__Exercise aim__
Please give an exact transcription of the records shown below.
——————————
PR #2426, opened 2023-02-03
fix: fix JVM metrics and logging DEV-1639

seakayone:
### Task Description/Number

closes: DEV-1639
——————————
__Answer below__
PR #2426, opened 2023-02-03
fix: fix JVM metrics and logging DEV-1639

seakayone:
### Task Description/Number

closes: DEV-1639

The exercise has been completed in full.